I'm going to make a really long story (as) short (as I can).

I'm an 18 year old computer science major in New Jersey. I'm great at it, I'm great at math and phsyics, but I'm starting to realize that just because I'm good at something doesn't mean I'm happy with it.

For years through high school I wanted to go to film school- I don't know why I didn't. In High School, the work I did was laughable. I wish I had taken it seriously like everyone had urged me.

I'm starting to think about going to UCLA- but I have a couple things holding me back and I'm hoping it's possible to overcome them all. The two things that are holding me back are the money (or lack thereof), and my grades (or lack thereof). My high school grades are far less than par with those of UCLA. I assume the only chance I have is to go to community college for two years and do great. Learning from my previous mistaked I'm sure I could ace it. That's where the second problem comes in. UCLA and Community Colleges both cost a substantial amount more when you are coming from out of state. If I had no options, I would have to do this. The only way to work around this hill would be to move to California and get a job, and do my best to get residency. Once I get residency, I could begin. I know how ridiculous the whole idea is.

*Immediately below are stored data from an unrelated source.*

PR #462, opened 2018-04-05
A minor change for transforms.RandomCrop

anguelos:
I just added an optional parameter that pads an image if needed so that small errors don't raise exceptions.
The option is by default turned off so that API behavior is exactly the same.
As far as I saw the test cases don't test for Exceptions so i did not add a test for the feature being off but I tested that locally.

PR #6640, opened 2022-09-23
refactor `prototype.transforms,RandomCrop`

pmeier:
This PR eliminates two `F.pad` calls in `RandomCrop` by computing the full padding upfront. IMO, the implementation of `_get_params` is also more clear now, but you shouldn't trust that since I'm the author of the patch :stuck_out_tongue: 

Since we are only touching the padding here, we can compare the old and new transform by ignoring the cropping altogether. Plus, since the only random behavior happens for the crop coordinate selection, we also don't need to pay attention to random behavior.

```py
import itertools
import unittest.mock

import torch

from torchvision.prototype import transforms


input_size = (32, 17)

for size, padding, pad_if_needed in itertools.product(
    [64, 16],
    [None, 5],
    [True, False],
):
    if any(size > dim for dim in input_size) and not pad_if_needed:
        continue

    old_transform = OldRandomCropWithoutCrop(size, padding=padding, pad_if_needed=pad_if_needed)
    new_transform = transforms.RandomCrop(size, padding=padding, pad_if_needed=pad_if_needed)

    image = torch.rand(3, *input_size)

    old_output = old_transform(image)

    with unittest.mock.patch("torchvision.prototype.transforms._geometry.F.crop", new=lambda x, *_, **__: x):
        new_output = new_transform(image)

    torch.testing.assert_close(new_output, old_output, rtol=0, atol=0)
```

So everything works out perfectly? No :disappointed: 

Replacing multiple `F.pad` calls with a single one only works if the later ones don't depend on the earlier ones. In general, this is only given for `padding_mode="constant"` and `padding_mode="edge"`. 

We will use this "1D" gradient image for simplification:

input

Let's look at three examples for `padding_mode="reflect"`

### :heavy_check_mark: `padding` only

old: 

old_padding

new:

new_padding

### :heavy_check_mark: `pad_if_needed` only

old: 

old_pad_if_needed

new:

new_pad_if_needed

### :heavy_multiplication_x: `padding` and `pad_if_needed`

old: 

old_padding_pad_if_needed

new:

new_padding_pad_if_needed

Since the old implementation pads twice independently from each other, the second pad reflects the reflection created by the first pad. IMO, the new implementation is doing the right thing here and only reflecting once. 

My guess is that this was just an oversight in the original stable implementation. Given that this is an obscure use case anyway, i.e. setting a fixed padding as well as using the dynamic one, and is not a problem at all for the most dominant `padding_mode="constant"`, I would be ok to break BC here in favor of performance and simplified implementation. One could also argue that this can be considered a bug fix although I'm not keen on porting this change back.

### DIFF
--- a/torchvision/prototype/transforms/_geometry.py
+++ b/torchvision/prototype/transforms/_geometry.py
@@ -414,75 +414,92 @@ class RandomCrop(Transform):
             _check_padding_mode_arg(padding_mode)
 
         self.padding = padding
+        self._parsed_padding = F._geometry._parse_pad_padding(padding) if padding else None
         self.pad_if_needed = pad_if_needed
         self.fill = _setup_fill_arg(fill)
         self.padding_mode = padding_mode
 
     def _get_params(self, sample: Any) -> Dict[str, Any]:
-        _, height, width = query_chw(sample)
+        _, padded_height, padded_width = query_chw(sample)
 
         if self.padding is not None:
-            # update height, width with static padding data
-            padding = self.padding
-            if isinstance(padding, Sequence):
-                padding = list(padding)
-            pad_left, pad_right, pad_top, pad_bottom = F._geometry._parse_pad_padding(padding)
-            height += pad_top + pad_bottom
-            width += pad_left + pad_right
+            pad_left, pad_right, pad_top, pad_bottom = self._parsed_padding
+            padded_height += pad_top + pad_bottom
+            padded_width += pad_left + pad_right
+        else:
+            pad_left = pad_right = pad_top = pad_bottom = 0
 
-        output_height, output_width = self.size
-        # We have to store maybe padded image size for pad_if_needed branch in _transform
-        input_height, input_width = height, width
+        cropped_height, cropped_width = self.size
+        height_diff = padded_height - cropped_height
+        width_diff = padded_width - cropped_width
 
         if self.pad_if_needed:
-            # pad width if needed
-            if width < output_width:
-                width += 2 * (output_width - width)
-            # pad height if needed
-            if height < output_height:
-                height += 2 * (output_height - height)
+            if height_diff < 0:
+                # This is a micro optimization that avoids some duplicate computation down the line.
+                #
+                # Here, we want to pad the top and bottom by the difference of the `cropped_height` (output) and the
+                # `padded_height` (input). Since the definition of `height_diff` is inverted we check for a negative
+                # value.
+                #
+                # Since we are padding the height by exactly twice the difference, the resulting `height_diff`, if we
+                # were to compute it again after the padding, is its exact inverse:
+                #
+                # new_height_diff =   new_padded_height                                            - cropped_height
+                #                 =   old_padded_height + 2 * (cropped_height - old_padded_height) - cropped_height
+                #                 = - old_padded_height + cropped_height
+                #                 = -(old_padded_height - cropped_height)
+                #                 = - old_height_diff
+                #
+                # Without this trick, all `+=` would need to be changed to `-=` and the re-definition of `height_diff`
+                # would need to moved below the re-definition of `padded_height` and be:
+                #
+                # height_diff = padded_height - cropped_height
+                #
+                # Although this only replaces one subtraction with the unary `-` in this branch, this trick also avoids
+                # re-defining `height_diff` anywhere else.
+                height_diff = -height_diff
 
-        if height < output_height or width < output_width:
+                pad_top += height_diff
+                pad_bottom += height_diff
+                padded_height += 2 * height_diff
+
+            if width_diff < 0:
+                # Same as above by substituting 'width' for 'height'.
+                width_diff = -width_diff
+
+                pad_left += width_diff
+                pad_right += width_diff
+                padded_width += 2 * width_diff
+
+        if height_diff < 0 or width_diff < 0:
             raise ValueError(
-                f"Required crop size {(output_height, output_width)} is larger then input image size {(height, width)}"
+                f"Required crop size {(cropped_height, cropped_width)} is larger then "
+                f"{'padded ' if self.padding is not None else ''}input image size {(padded_height, cropped_width)}."
             )
 
-        if width == output_width and height == output_height:
-            return dict(top=0, left=0, height=height, width=width, input_width=input_width, input_height=input_height)
+        # We need a different order here than we have in self._parsed_padding, since this padding will be parsed again
+        # in self._transform()
+        padding = [pad_left, pad_top, pad_right, pad_bottom]
+        needs_pad = any(padding)
 
-        top = torch.randint(0, height - output_height + 1, size=(1,)).item()
-        left = torch.randint(0, width - output_width + 1, size=(1,)).item()
+        top = int(torch.randint(0, height_diff + 1, size=())) if height_diff > 0 else 0
+        left = int(torch.randint(0, width_diff + 1, size=())) if width_diff > 0 else 0
 
         return dict(
             top=top,
             left=left,
-            height=output_height,
-            width=output_width,
-            input_width=input_width,
-            input_height=input_height,
+            height=cropped_height,
+            width=cropped_width,
+            needs_pad=needs_pad,
+            padding=padding,
         )
 
     def _transform(self, inpt: Any, params: Dict[str, Any]) -> Any:
-        # TODO: (PERF) check for speed optimization if we avoid repeated pad calls
         fill = self.fill[type(inpt)]
         fill = F._geometry._convert_fill_arg(fill)
 
-        if self.padding is not None:
-            # This cast does Sequence[int] -> List[int] and is required to make mypy happy
-            padding = self.padding
-            if not isinstance(padding, int):
-                padding = list(padding)
-
-            inpt = F.pad(inpt, padding=padding, fill=fill, padding_mode=self.padding_mode)
-
-        if self.pad_if_needed:
-            input_width, input_height = params["input_width"], params["input_height"]
-            if input_width < self.size[1]:
-                padding = [self.size[1] - input_width, 0]
-                inpt = F.pad(inpt, padding=padding, fill=fill, padding_mode=self.padding_mode)
-            if input_height < self.size[0]:
-                padding = [0, self.size[0] - input_height]
-                inpt = F.pad(inpt, padding=padding, fill=fill, padding_mode=self.padding_mode)
+        if params["needs_pad"]:
+            inpt = F.pad(inpt, padding=params["padding"], fill=fill, padding_mode=self.padding_mode)
 
         return F.crop(inpt, top=params["top"], left=params["left"], height=params["height"], width=params["width"])
 
--- a/torchvision/prototype/transforms/_geometry.py
+++ b/torchvision/prototype/transforms/_geometry.py
@@ -414,7 +414,7 @@ class RandomCrop(Transform):
             _check_padding_mode_arg(padding_mode)
 
         self.padding = padding
-        self._parsed_padding = F._geometry._parse_pad_padding(padding) if padding else None
+        self._parsed_padding = F._geometry._parse_pad_padding(padding) if padding else None  # type: ignore[arg-type]
         self.pad_if_needed = pad_if_needed
         self.fill = _setup_fill_arg(fill)
         self.padding_mode = padding_mode
@@ -422,7 +422,7 @@ class RandomCrop(Transform):
     def _get_params(self, sample: Any) -> Dict[str, Any]:
         _, padded_height, padded_width = query_chw(sample)
 
-        if self.padding is not None:
+        if self._parsed_padding is not None:
             pad_left, pad_right, pad_top, pad_bottom = self._parsed_padding
             padded_height += pad_top + pad_bottom
             padded_width += pad_left + pad_right
--- a/test/test_prototype_transforms.py
+++ b/test/test_prototype_transforms.py
@@ -715,30 +715,38 @@ class TestRandomCrop:
 
         if padding is not None:
             if isinstance(padding, int):
-                h += 2 * padding
-                w += 2 * padding
+                pad_top = pad_bottom = pad_left = pad_right = padding
             elif isinstance(padding, list) and len(padding) == 2:
-                w += 2 * padding[0]
-                h += 2 * padding[1]
+                pad_left = pad_right = padding[0]
+                pad_top = pad_bottom = padding[1]
             elif isinstance(padding, list) and len(padding) == 4:
-                w += padding[0] + padding[2]
-                h += padding[1] + padding[3]
+                pad_left, pad_top, pad_right, pad_bottom = padding
 
-        expected_input_width = w
-        expected_input_height = h
+            h += pad_top + pad_bottom
+            w += pad_left + pad_right
+        else:
+            pad_left = pad_right = pad_top = pad_bottom = 0
 
         if pad_if_needed:
             if w < size[1]:
-                w += 2 * (size[1] - w)
+                diff = size[1] - w
+                pad_left += diff
+                pad_right += diff
+                w += 2 * diff
             if h < size[0]:
-                h += 2 * (size[0] - h)
+                diff = size[0] - h
+                pad_top += diff
+                pad_bottom += diff
+                h += 2 * diff
+
+        padding = [pad_left, pad_top, pad_right, pad_bottom]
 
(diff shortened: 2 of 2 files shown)


datumbox:
@pmeier Nice work! I do agree that the behaviour you describe on the 3rd case looks more like a bug/omission on the original implementation rather than an intentional behaviour. I also never seen anyone in practice doing the corner-case transform you describe on the 3rd case. I was hoping if you could provide some measurements on the speed difference between the 2 implementations?

@fmassa / @vfdev-5 Do you have an opinion on whether the above is an intended behaviour or just an omission/bug on the cornercase of the previous implementation?

Another approach we could take if we think the previous behaviour was intentional is to apply the speed optimization only when possible (for example when we use `constant`) which will probably account for 99.999% of real-world use-cases. This would probably have implications on the code-quality (we would have a very complex and difficult to maintain implementation). To avoid this we could split the Transform into 2 private Transform classes and use internally the optimal one based on the constructor configuration (that's not an idiom we use currently but we can discuss the details).

pmeier:
> I was hoping if you could provide some measurements on the speed difference between the 2 implementations?

There are only two cases where we could hit more than one pad:

1. Setting `padding` and `pad_if_needed` at the same time and having an input that triggers `pad_if_needed` in at least one dimension.
2. Setting only `pad_if_needed` and having an input that triggers it in both dimensions.

Since 1. is quite unrealistic, I focused on 2. I also used `padding_mode="constant"`, because that should account for most of the real world usages.

<details><summary>Code</summary>
<p>

Run this snippet on the `main` branch as well on the branch of this PR just changing the `description`:

```py
import pickle
import itertools

import torch

from torchvision.prototype import transforms

description = "main"  # "main", "PR"

measurements = []
for input_size, output_size_factor in itertools.product(
    [64, 256, 1024],
    [1.0, 1.5, 2.0],
):
    image = torch.randint(0, 256, (3, input_size, input_size), dtype=torch.uint8)

    output_size = int(input_size * output_size_factor)
    transform = transforms.RandomCrop(output_size, pad_if_needed=True)

    timer = benchmark.Timer(
        stmt="transform(image)",
        globals=dict(
            transform=transform,
            image=image,
        ),
        label="RandomCrop with padding needed on both sides",
        sub_label=f"{input_size:4d} -> {output_size}",
        description=description,
    )

    measurements.append(timer.blocked_autorange(min_run_time=5))

with open(f"{description}.measurements", "wb") as fh:
    pickle.dump(measurements, fh)
```

Afterwards run this snippet for the results:

```py
import pathlib
import pickle

measurements = []
for file in pathlib.Path(".").glob("*.measurements"):
    with open(file, "rb") as fh:
        measurements.extend(pickle.load(fh))

comparison.trim_significant_figures()
```

</p>
</details>

```
[ RandomCrop with padding needed on both sides ]
                    |   main  |   PR 
1 threads: --------------------------
        64 -> 64    |      9  |     9
        64 -> 96    |     66  |    49
        64 -> 128   |     88  |    65
       256 -> 256   |     10  |     9
       256 -> 384   |    389  |   256
       256 -> 512   |    716  |   523
      1024 -> 1024  |      9  |     9
      1024 -> 1536  |   5390  |  3600
      1024 -> 2048  |  10500  |  7860

```

In the tested scenario, this PR gives us roughly a 30%-50% perf boost. As for the real impact of this, it is hard to say. Only the segmentation and video classification references are using it:

https://github.com/pytorch/vision/blob/7046e56fe4370e94339b3e8b6fd011e285294a3a/references/segmentation/presets.py#L15

https://github.com/pytorch/vision/blob/7046e56fe4370e94339b3e8b6fd011e285294a3a/references/video_classification/presets.py#L22

In case of the segmentation references, the `RandomCrop` is actually differs from what we have in our prototype namespace there by the padding performed before the cropping. See https://github.com/pytorch/vision/pull/6433#discussion_r971846663 for details.

However, we discussed offline to use it directly there since it uses a more reasonable padding strategy. This gives us the opportunity to actually compute an estimate boost in a real setting.

<details><summary>Code</summary>
<p>

```py
import torch

# https://github.com/pytorch/vision/blob/7046e56fe4370e94339b3e8b6fd011e285294a3a/references/segmentation/train.py#L34
base_size = 520
crop_size = 480

dataset = datasets.CocoDetection(
    "/home/philip/datasets/coco/train2017",
    "/home/philip/datasets/coco/annotations/instances_train2017.json",
)


input_sizes = torch.tensor([(image.height, image.width) for image, _ in dataset])

input_smaller_size = torch.min(input_sizes, dim=-1, keepdim=True).values
torch.manual_seed(0)
random_resize_factor = (
    torch.distributions.Uniform(0.5, 2.0).sample(input_smaller_size.shape) * base_size / input_smaller_size
)

random_resized_input_sizes = (input_sizes * random_resize_factor).int()

needs_pad = random_resized_input_sizes < crop_size

needs_one_pad = needs_pad.any(dim=-1)
print(f"{int(torch.sum(needs_one_pad)) / len(dataset):.1%} of the images need one padding")

needs_two_pads = needs_pad.all(dim=-1)
print(f"{int(torch.sum(needs_two_pads)) / len(dataset):.1%} of the images need two paddings")

input_shapes_two_pads = random_resized_input_sizes[needs_two_pads.unsqueeze(1).repeat(1, 2)].reshape(-1, 2)
print(f"Of those the median shape is {tuple(torch.median(input_shapes_two_pads.float(), dim=0).values.int().tolist())}")
```

</p>
</details>

```
28.1% of the images need one padding
10.9% of the images need two paddings
Of those the median shape is (318, 399)
```

Re-running our benchmarks from above with inputs of shape `(318, 399)` and `size=480` yields

```
[ RandomCrop with padding needed on both sides ]
                                |   main  |   PR
1 threads: -------------------------------------
      (318, 399) -> (480, 480)  |  500.2  |  336

```

So we are looking at an ~50% decrease in ~10% of the cases or a total of a 5% decrease. In total though we are saving about only 2 seconds per epoch.

To conclude, although this PR actually speeds up the transform, in a real world scenario the patch makes no significant difference. It is a nice code clean up though.

torchvision/prototype/transforms/_geometry.py
```diff
@@ -414,75 +414,92 @@ def __init__(
             _check_padding_mode_arg(padding_mode)
 
         self.padding = padding
+        self._parsed_padding = F._geometry._parse_pad_padding(padding) if padding else None  # type: ignore[arg-type]
```
vfdev-5, line 417: This can lead to unexpected behaviour if user updates dynamically `self.padding` : 
```
t = RandomCrop(...)
t.padding = 12
```

pmeier: True. Depending if we want the speed boost of not computing this in every call, we could also make padding a `@property` and recompute only if it is set, e.g.

```py
class RandomCrop:
    def __init__(self, padding):
        self._padding = None
        self._parsed_padding = None
        self.padding = padding

    @property
    def padding(self):
        return self._padding

    @padding.setter
    def padding(self, padding):
        self._padding = padding
        self._parsed_padding = _parse_pad_padding(padding)

```

fmassa:
@datumbox 
> Do you have an opinion on whether the above is an intended behaviour or just an omission/bug on the cornercase of the previous implementation?

This was a bug in behavior I believe, and would only happen on really very few cases, so I would be ok breaking BC here.
For most cases where users apply `T.Resize` beforehand they don't need this option, as discussed in https://github.com/pytorch/vision/pull/462

torchvision/prototype/transforms/_geometry.py
vfdev-5: Maybe, `_parse_pad_padding(padding)` is not that slow.
On the other hand we already overriding input arg when we assign them to `self`, e.g `_setup_size` thus we may parse padding in the ctor and directly assign the output to `self.padding` ?

datumbox: > This can lead to unexpected behaviour if user updates dynamically self.padding

This is true not only for this but also for most other transform properties. Perhaps it's worth making read-only (using properties without setters). Shall we have a separate RFC for future handling of this?

pmeier: > On the other hand we already overriding input arg when we assign them to `self`, e.g `_setup_size` thus we may parse padding in the ctor and directly assign the output to `self.padding` ?

I think that is a strong argument. We shouldn't special case `padding` here.

> This is true not only for this but also for most other transform properties. Perhaps it's worth making read-only (using properties without setters). Shall we have a separate RFC for future handling of this?

It would make the implementation more complex in general. IMO we should wait until someone actually requests this and otherwise not go for it. As @vfdev-5 mentioned, we are already overwriting user input for some parameters, so `padding` would just continue to do so.

torchvision/prototype/transforms/_geometry.py
```diff
@@ -414,75 +414,92 @@ def __init__(
...
+            padded_width += pad_left + pad_right
+        else:
+            pad_left = pad_right = pad_top = pad_bottom = 0
 
-        output_height, output_width = self.size
-        # We have to store maybe padded image size for pad_if_needed branch in _transform
-        input_height, input_width = height, width
+        cropped_height, cropped_width = self.size
+        height_diff = padded_height - cropped_height
+        width_diff = padded_width - cropped_width
```
vfdev-5, line 434: Reading all below comments and the code I still do not quite get why we could not define `height_diff = cropped_height - padded_height` such that we do not need to do `height_diff = -height_diff`

pmeier: In the sampling of `top` and `left` L485-L486 we need `padded - cropped`. So if we do `cropped - padded` here, we need to invert for the regular case if `pad_if_needed` is not set.

Since we need both definitions for the diff, we need to invert (or recompute) at least once. With the speed optimization in mind, I put the invert into the optional branch.

vfdev-5: Seems strange. Stable implementation does not do that. Also we have if raise clause for cases when top/left can't be sampled if difference is negative or zero...

pmeier: > Seems strange. Stable implementation does not do that.

Yes, it does. In the `pad_if_needed` branch we do

https://github.com/pytorch/vision/blob/06d9726d66f97ed8e3d3910da246a52be9c6e168/torchvision/prototype/transforms/_geometry.py#L440

and later for the `top` and `left` sampling we do

https://github.com/pytorch/vision/blob/06d9726d66f97ed8e3d3910da246a52be9c6e168/torchvision/prototype/transforms/_geometry.py#L454

> Also we have if raise clause for cases when top/left can't be sampled if difference is negative or zero...

1. If the difference is negative, we never get to the sampling and raise an error earlier the same as the stable transform.
2. If the difference is zero, we also have this branch as ternary statement in the sampling:

    ```py
    top = int(torch.randint(0, height_diff + 1, size=())) if height_diff > 0 else 0
    left = int(torch.randint(0, width_diff + 1, size=())) if width_diff > 0 else 0
    ```

torchvision/prototype/transforms/_geometry.py
```diff
@@ -414,75 +414,92 @@ def __init__(
...
+
+                pad_left += width_diff
+                pad_right += width_diff
+                padded_width += 2 * width_diff
+
+        if height_diff < 0 or width_diff < 0:
             raise ValueError(
-                f"Required crop size {(output_height, output_width)} is larger then input image size {(height, width)}"
+                f"Required crop size {(cropped_height, cropped_width)} is larger then "
+                f"{'padded ' if self.padding is not None else ''}input image size {(padded_height, cropped_width)}."
```
vfdev-5, line 477:
```suggestion
                f"{'padded ' if self.padding is not None else ''}input image size {(padded_height, padded_width)}."
```

torchvision/prototype/transforms/_geometry.py
vfdev-5: OK, i checked in details the implementation and now understand the trick with `diff=-diff`. Well, I think it would be better to keep code more transparent without this micro-optimization... I think we can afford computing once again the diff once pad_if_needed branch is applied...

pmeier: I've removed the trick in 5aff3b759, while keeping the large comment in tact for better comparability. The comment would need to be adapted if we want to keep the commit.

Removing the trick leads to three more branches and IMO does not really enhances readability. I'll let you be the judge.

vfdev-5: We can do something like:
```
        cropped_height, cropped_width = self.size        
                
        if self.pad_if_needed:
            if cropped_height > padded_width:
                height_diff = cropped_height - padded_height
                pad_top += height_diff
                pad_bottom += height_diff
                padded_height += 2 * height_diff

            if cropped_width > padded_width:
                width_diff = cropped_width - padded_width                        
                pad_left += width_diff
                pad_right += width_diff
                padded_width += 2 * width_diff

        height_diff = padded_height - cropped_height
        width_diff = padded_width - cropped_width
```

pmeier: Good call. Let me send a patch.

torchvision/prototype/transforms/_geometry.py
```diff
@@ -413,76 +413,69 @@ def __init__(
...
+        padding = [pad_left, pad_top, pad_right, pad_bottom]
+        needs_pad = any(padding)
 
-        top = torch.randint(0, height - output_height + 1, size=(1,)).item()
-        left = torch.randint(0, width - output_width + 1, size=(1,)).item()
+        if padded_height > cropped_height or padded_width > cropped_width:
+            top = int(torch.randint(0, padded_height - cropped_height + 1, size=()))
+            left = int(torch.randint(0, padded_width - cropped_width + 1, size=()))
+        else:
+            top = left = 0
```
pmeier, line 462: In a previous version I checked the height and width diff individually before sampling and just setting `0` if there is no diff. This is a speed-up since in this case the call looks like `int(torch.randint(0, 1, size=()))` which is always `0`.

However, checking individually is different from what we do now in prototype and in stable:

https://github.com/pytorch/vision/blob/2d92728341bbd3dc1e0f1e86c6a436049bbb3403/torchvision/transforms/transforms.py#L634-L639

Thus, this could be regarded as BC breaking change since we would change the sampling in some cases. For example, this triggered our consistency tests since there we don't have a height diff, but call `torch.randint` twice since there is a width diff. If we check separately, we only call `torch.randint` once and thus get a different parameter set even if we set the random seed before the call.

Thoughts?

datumbox: This is a tangent comment:
https://github.com/pytorch/vision/blob/2d92728341bbd3dc1e0f1e86c6a436049bbb3403/torchvision/transforms/transforms.py#L634-L635

@vfdev-5 These are some optimizations we can do on the new Transforms to avoid calling the resize kernel if not needed. The previous implementation reaches resize which is unnecessary. Not 100% sure if this is a no-op on the C++ side but we should make sure we don't do this on the next Transforms (maybe it's fixed already?).


For the question at hand, I understand that the new implementation does fewer unnecessary random calls. Though you are right to say that this is going to make our life harder for testing the transforms (because the seeds won't be the same), I agree with Victor that there is no BC issue here. If I misunderstood your position, please let me know.

pmeier: > Though you are right to say that this is going to make our life harder for testing the transforms (because the seeds won't be the same), I agree with Victor that there is no BC issue here.

No, this is correct. I'll fix the test and revert back to separate checking the diffs.

torchvision/prototype/transforms/_geometry.py
```diff
@@ -414,76 +414,68 @@ def __init__(
...
+
+        if padded_height < cropped_height or padded_width < cropped_width:
             raise ValueError(
-                f"Required crop size {(output_height, output_width)} is larger then input image size {(height, width)}"
+                f"Required crop size {(cropped_height, cropped_width)} is larger than "
+                f"{'padded ' if self.padding is not None else ''}input image size {(padded_height, padded_width)}."
             )
 
-        if width == output_width and height == output_height:
-            return dict(top=0, left=0, height=height, width=width, input_width=input_width, input_height=input_height)
```
datumbox, line 452: This logic allows us to avoid doing the crop when not necessary. Let's refactor to keep and perhaps introduce a `needs_crop` boolean to skip cropping all together if unnecessary. Other than that, I don't have other comments. It would be good for @vfdev-5 to have one last pass to ensure there are no surprises.

datumbox (approved):
LGTM, thanks!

That said- I have no previous film making experience. I will be picking up books while I work to begin reading... but what are the odds I actually get into UCLA's film program? What if I work my *** off for years, and don't get accepted? What is the best way I can assure I would get accepted? What would I need to do on my part to show that although I don't have the experience, I have the incentive and ambition? Do they even care about that? I know people like this option- but to spend the money on equipment and making my own films instead of school isn't an option I'm considering.

Anyway, I guess I'm not asking one specific question... more or less, I'm outlining my life story for you guys to make critical judgements of, hah. I would really appreciate any feedback you have on anything I just said... advice, anything.

Thanks a ton-
Buzz


----------



## Film_Jock (Apr 3, 2007)

Do you know how many transfers UCLA accepts a year?  Go look it up.


----------



## Film_Jock (Apr 3, 2007)

Ever hear of Full Sail?


----------



## Cine (Apr 3, 2007)

> Originally posted by buzfortuna:
> I'm going to make a really long story (as) short (as I can).
> 
> I'm an 18 year old computer science major in New Jersey. I'm great at it, I'm great at math and phsyics, but I'm starting to realize that just because I'm good at something doesn't mean I'm happy with it.
> ...



Wow, that's really long story.

My advice to you is apply for NYFA (New York Film Academy) summer program to make some short films as the experience, which is necessary for you. Also I think you should really buy some books about filmmaking, try to search them in Amazon. 

Besides, there are other good film schools beside UCLA, they are New York University Tish, Chapman University (CA, Orange County), Florida State University and Art Center COllege of Design (Pasadena).


----------



## buzfortuna (Apr 3, 2007)

I'd be applying to Florida State University also- but there is no chance I could afford Chapman or NYU, otherwise I would absolutely consider it. Granted, hopefully by then I'll be doing well enough for grants and scholarships, who knows.


----------